START SUPPLIED INFORMATION

PR #123, opened 2023-07-01
Improve breadcrumbs with next router

acidjunk:
Next Router + Docs + ADR's

Do we need to add docs for SURF specific?

Client app currently needs:
- react 18, strict mode off
- transpile options

```
const nextConfig = {
    reactStrictMode: false,
    transpilePackages: ['@orchestrator-ui/orchestrator-ui-components'],
};
```


libs/orchestrator-ui-components/src/lib/components/Breadcrumbs/Breadcrumbs.tsx
```diff
@@ -0,0 +1,80 @@
...
+                router.push('/');
+            },
+        },
+    ];
+
+    // Handle remaining breadcrumbs dynamic
+    const parts = router.asPath.split('/');
+    parts.forEach((p, index) => {
+        if (index > 0) {
+            let link = parts.slice(0, index + 1).join('/');
```
mrijk, line 24: Not sure about live in Java/TypeScript land nowadays, but wouldn't it be clear to use a const and just assign to another const variable with a new meaningful name?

END SUPPLIED INFORMATION

- WHAT YOU NEED TO DO:
Look through the entries and return each line that has the word "components" in it.

- ANSWER TO THE EXERCISE:
    transpilePackages: ['@orchestrator-ui/orchestrator-ui-components'],
libs/orchestrator-ui-components/src/lib/components/Breadcrumbs/Breadcrumbs.tsx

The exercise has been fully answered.